The past few weeks have been fun, challenging and rewarding.

In case you don’t already know, I traveled to Chicago for three weeks of classes as I work on my Doctor of Ministry in Preaching degree.  This program is a joint program of several seminaries in the Chicago area and brings together some of the best known preachers and professors for a unique program.

This marks the beginning of my second year and, so I have friends and colleagues who greeted me (and I, them).  It is a homecoming, in a way, and I feel blessed by the people who surrounded me over the past few weeks.

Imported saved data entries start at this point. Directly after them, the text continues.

Issue #156, opened 2020-03-03
Make printing stack trace optional and configurable


tcNickolas:
** Please describe what you would like the feature to accomplish.**
I'm updating the Quantum Katas to QDK version 0.10.2002.2610, and it looks like the cell output in case of an error became a lot bulkier. As of PR https://github.com/microsoft/qsharp-runtime/pull/79/, they include a mandatory Q# stack trace, which (for the use case of the Katas) doesn't really help the user figure out their issue, and might scare them away instead (this was the feedback we got when we had long stack trace in new Python tutorials).

![image](https://user-images.githubusercontent.com/10113024/75731034-6a3c9000-5ca3-11ea-90da-ecaa87b517db.png)

I considered turning off the test output, but that won't work, since the katas rely on the output of `Message` and `DumpMachine` for conveying useful information about the test outcomes (such as the first line of task 1.1) and for allowing the user to debug their solution. 

Ideally we would have an option to turn off the extra stack tracing, and then use that option in the `TestTarget` method of `TestSuiteRunner` in the katas.

anpaz-msft:
I think #162 takes care of this, right @tcNickolas?

tcNickolas:
I'm not sure about #162, #157 looks more relevant to it?

bettinaheim:
@tcNickolas Could you confirm whether that is still relevant? If so, I'll assign it to an iteration shortly.

tcNickolas:
This specific behavior in the Kata notebooks was fixed, yes. I'm not sure how configurable stack trace printing is now.

DmitryVasilevsky:
@tcNickolas : SimulatorBase has public methods EnableExceptionPrinting() and DisableExceptionPrinting() which control printout in case of exception. Disabling exception printing will disable all exeption printing including words 'Unhandled exception.' and the message, I assume you want the message, but don't want stack trace. I can make printing of stack trace configurable.

tcNickolas:
To provide a bit of background from the offline discussion: currently the Q# Jupyter notebooks do not print the exception stack trace, so I'm happy with their behavior.

However, the stack trace is still present in the katas when they are executed as Q# standalone projects; here is what the overall test output looks like:
![vs-stacktrace-screenshot](https://user-images.githubusercontent.com/10113024/106205018-b376b780-6172-11eb-9e17-997fe00175f6.jpg)

[...]

PR #487, opened 2021-01-28
Making stack trace printout optional

DmitryVasilevsky:
This change allows control over stack trace printout. Added EnableStackTracePrinting property on SimulatorBase. Set to true (default) to enable printout, set to false to disable printout. Only stack trace printout is disabled, exception message is still printed.
This partially addresses issue https://github.com/microsoft/qsharp-runtime/issues/156


src/Simulation/Common/SimulatorBase.cs
```diff
@@ -43,6 +43,7 @@ public abstract class SimulatorBase : AbstractFactory<AbstractCallable>, IOperat
 
         public abstract string Name { get; }
 
+        public bool EnableStackTracePrinting { get; set; } = true;
```
cgranade, line 46: I'd suggest adding an API documentation comment here. In particular, since this is only effective if `DisableExceptionPrinting()` has not been called, that would be good to note in a `<remark>` here to prevent confusion.

cgranade (commented):
This looks like a reasonable addition to me, thanks for tagging me in.

It would be good to test manually that this works as expected in IQ#, however, as IQ# uses the `DisableExceptionPrinting` method to control stack traces:

```C#
        /// <summary>
        ///     Adds functionality to a given quantum simulator to display
        ///     diagnostic output and stack traces for exceptions.
        /// </summary>
        /// <param name="simulator">
        ///     The simulator to be augmented with stack trace display functionality.
        /// </param>
        /// <param name="channel">
        ///     The Jupyter display channel to be used to display stack traces.
        /// </param>
        /// <returns>
        ///     The value of <paramref name="simulator" />.
        /// </returns>
        public static T WithStackTraceDisplay<T>(this T simulator, IChannel channel)
        where T: SimulatorBase
        {
            simulator.DisableExceptionPrinting();
            simulator.OnException += (exception, stackTrace) =>
            {
                channel.Display(new DisplayableException
                {
                    Exception = exception,
                    StackTrace = stackTrace
                });
            };
            return simulator;
        }
```

https://github.com/microsoft/iqsharp/blob/1f65d7a57523c2a3e8b2977000e976826a2d9c28/src/Jupyter/Extensions.cs#L178

In particular, the change here may not address @tcNickolas' report in #156, since as per the screenshot in that issue, the stack traces are being generated by the `Run` method in https://github.com/microsoft/QuantumKatas/blob/eb9a70e150051a87beb04c90a4ef95f073a09b36/utilities/Microsoft.Quantum.Katas/KataMagic.cs#L110:

```C#
        /// <summary>
        /// What this Magic does when triggered. It will:
        /// - find the Test to execute based on the given name,
        /// - compile the code after found after the name as the user's answer.
        /// - run (simulate) the test and report its result.
        /// </summary>
        public virtual async Task<ExecutionResult> Run(string input, IChannel channel)
        {
            channel = channel.WithNewLines();

            // Expect exactly two arguments, the name of the Kata and the user's answer (code).
            var args = input?.Split(new char[] { ' ', '\n', '\t' }, 2);
            if (args == null || args.Length != 2)
            {
                channel.Stderr("Invalid parameters. Usage: `%kata Test \"Q# operation\"`");
                return ExecuteStatus.Error.ToExecutionResult();
            }

            var name = args[0];
            var code = args[1];

            var test = FindTest(name);
            if (test == null)
            {
                channel.Stderr($"Invalid test name: {name}");
                return ExecuteStatus.Error.ToExecutionResult();
            }

            var userAnswer = Compile(code, channel);
            if (userAnswer == null) { return ExecuteStatus.Error.ToExecutionResult(); }

            return Simulate(test, userAnswer, channel)
                ? "Success!".ToExecutionResult()
                : ExecuteStatus.Error.ToExecutionResult();
        }
```

Modifying that magic command to use redirect stack traces through [`DisplayableExceptionEncoders.cs`](https://github.com/microsoft/iqsharp/blob/cdb3f8211f12a0836848845c8f7729899209f366/src/Jupyter/Visualization/DisplayableExceptionEncoders.cs#L49) and then making those encoders more configurable (likely using IQ#'s `IConfigurationSource` functionality) would allow for fine-tuning how much stack trace information is shown from the `%kata` magic command.

tcNickolas:
Just to clarify (I need to post the offline discussion to that issue for the most up-to-date status): I'm happy with the current behavior in Q# Jupyter notebooks, it's the stack trace in the Katas executed as Q# standalone projects that is excessive for me.

cgranade:
> Just to clarify (I need to post the offline discussion to that issue for the most up-to-date status): I'm happy with the current behavior in Q# Jupyter notebooks, it's the stack trace in the Katas executed as Q# standalone projects that is excessive for me.

Ah, got it; I had misunderstood from the other issue, then. In that case, I'm fine with this PR as-is, other than that an API comment would help prevent confusion about when the new property applies.

src/Simulation/Common/SimulatorBase.cs
DmitryVasilevsky: Added comment.

bettinaheim (approved):

Issue #44, opened 2019-08-26
Use accelerated SWAP kernel to implement Intrinsic.SWAP.


cgranade:
**Please describe what you would like the feature to accomplish.**
Currently, the Microsoft.Quantum.Intrinsic.SWAP operation is provided along with a pure-Q# implementation in terms of three `CNOT` calls:

```Q#
    operation SWAP (qubit1 : Qubit, qubit2 : Qubit) : Unit
    is Adj + Ctl {
        body (...)
        {
            CNOT(qubit1, qubit2);
            CNOT(qubit2, qubit1);
            CNOT(qubit1, qubit2);
        }
        
        adjoint self;
    }
```

The C++ runtime for the `QuantumSimulator` target machine supports, however, an accelerated kernel for applying SWAP gates. It would help with simulator performance to expose this as an implementation of the `SWAP` intrinsic operation, similarly to how [`X` is exposed by `QuantumSimulator`](https://github.com/microsoft/qsharp-runtime/blob/master/src/Simulation/Simulators/QuantumSimulator/X.cs).

swernli:
With the addition of support for target packages, we now have an internal `ApplyUncontrolledSWAP` intrinsic (see https://github.com/microsoft/qsharp-runtime/blob/main/src/Simulation/TargetDefinitions/Intrinsic/ApplyUncontrolledSWAP.qs). That might be a good place to plug into the simulator SWAP and then use the decomposition over the uncontrolled SWAP.

PR #490, opened 2021-01-30
Add Type3 target package

swernli:
This adds the Type3 target package, which is very similar to Type1 but includes support for an intrinsinc native SWAP, and uses a NOOP when handing post-measurement preparation (reset and re-prepare of qubit state does not need to be explicit). This includes the package itself, simlator support, tests, and updates to the solution and packing script.


src/Simulation/Type3Core/Microsoft.Quantum.Type3.Core.csproj
```diff
@@ -0,0 +1,11 @@
+﻿<Project Sdk="Microsoft.Quantum.Sdk/0.14.2012122063-beta">
+
+  <Import Project="..\TargetDefinitions\TargetPackages\Type3.Package.props" />
+
+  <PropertyGroup>
+    <Description>Type2 Targeting support for the Q# programming language.</Description>
```
irinayat-MS, line 6: Did you mean Type3 here?

src/Simulation/TargetDefinitions/Decompositions/SWAPFromSinglyControlled.qs
```diff
@@ -0,0 +1,56 @@
...
+        body (...) {
+            ApplyUncontrolledSWAP(qubit1, qubit2);
+        }
+        adjoint self;
+        controlled (ctls, ...) {
+            if (Length(ctls) == 0) {
+                ApplyUncontrolledSWAP(qubit1, qubit2);
+            }
+            else {
+                within {
```
irinayat-MS, line 47: Nit: is it worth using `within` here? I'd expect folks to be used to decomposing SWAP into three 'independent' CNOT operations rather than thinking about the outer CNOTs as body/adjoint pair.

src/Simulation/Type3Core/Microsoft.Quantum.Type3.Core.csproj
swernli: Whoops! I sure did. Thanks for catching!

src/Simulation/Simulators/QuantumSimulator/ApplyUncontrolledSWAP.cs
```diff
@@ -0,0 +1,21 @@
+// Copyright (c) Microsoft Corporation. All rights reserved.
+// Licensed under the MIT License.
+
+using System;
+using System.Runtime.InteropServices;
+using Microsoft.Quantum.Simulation.Core;
+
+namespace Microsoft.Quantum.Simulation.Simulators
+{
+    public partial class QuantumSimulator
```
irinayat-MS, line 10: Maybe add a link to https://github.com/microsoft/qsharp-runtime/issues/44?

src/Simulation/TargetDefinitions/Decompositions/SWAPFromSinglyControlled.qs
swernli: I tend to agree, and I originally had the three independent `CNOT` version both here and in the normal decomposition of `SWAP` used by QSharp.Core, but ran into a merge conflict with https://github.com/microsoft/qsharp-runtime/pull/458 done by @msoeken. Given that this change was merged before mine, I didn't want to undo it, so I used that formulation for both versions of the `SWAP` decomposition.

irinayat-MS (approved):
lgtm!

src/Simulation/TargetDefinitions/Decompositions/SWAPFromSinglyControlled.qs
swernli: but now looking again at @msoeken 's change, I think I might be able to make this decomposition more efficient and still correct if I remove the controls from `CNOT` in the within. @msoeken is that right?

src/Simulation/Simulators/QuantumSimulator/ApplyUncontrolledSWAP.cs
swernli: That's a great idea! I'll also add a comment on the issue that points to this part of the implementation to make it easier to find for whoever picks up that work.

src/Simulation/TargetDefinitions/Decompositions/SWAPFromSinglyControlled.qs
swernli: I confirmed with @bettinaheim that the controls for the conjugation form are not needed, so went ahead and removed them.

PR #495, opened 2021-02-02
Attributes for QIR emission

bettinaheim:
This PR also cleans up some issues with the .sln file.


cgranade:
This looks fine to me, but formally should be scheduled for API review; I'm happy to add it to the scheduling board on libraries if that's OK with you?

src/Simulation/QSharpFoundation/Core.qs
```diff
@@ -19,6 +19,11 @@ namespace Microsoft.Quantum.Core {
     @Attribute()
     newtype EntryPoint = Unit;
 
+    /// # Summary
+    /// Compiler-recognized attribute used to indicate that a callable should always be inlined.
+    @Attribute()
+    newtype Inline = Unit;
```
samarsha, line 25: I don't understand how you can guarantee that it is always inlined. What code is generated for:

```qsharp
// @Inline() And
// @Inline() Or

function Foo(f : Bool -> Bool -> Bool) : Bool {
    return f(true, false);
}

function Bar() : Unit {
    let _ = Foo(And);
    let _ = Foo(Or);
}
```

bettinaheim:
> This looks fine to me, but formally should be scheduled for API review; I'm happy to add it to the scheduling board on libraries if that's OK with you?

It’s funny, I’ve spent a few weeks with these other preachers and, yet, I feel very close to some of these new friends of mine.  I feel as though they know my life and yet they have only known me, in-person, for the length of six weeks, collectively.

Perhaps knowing a person is not about the length of time we have known them, but the depths we have gone with them?  Is it possible for two people who have been friends for just a few months to be closer than a brother and sister who have known one another for forty years?  Yes, I think it is possible that as human beings the best relationships we will experience are about depth, not length.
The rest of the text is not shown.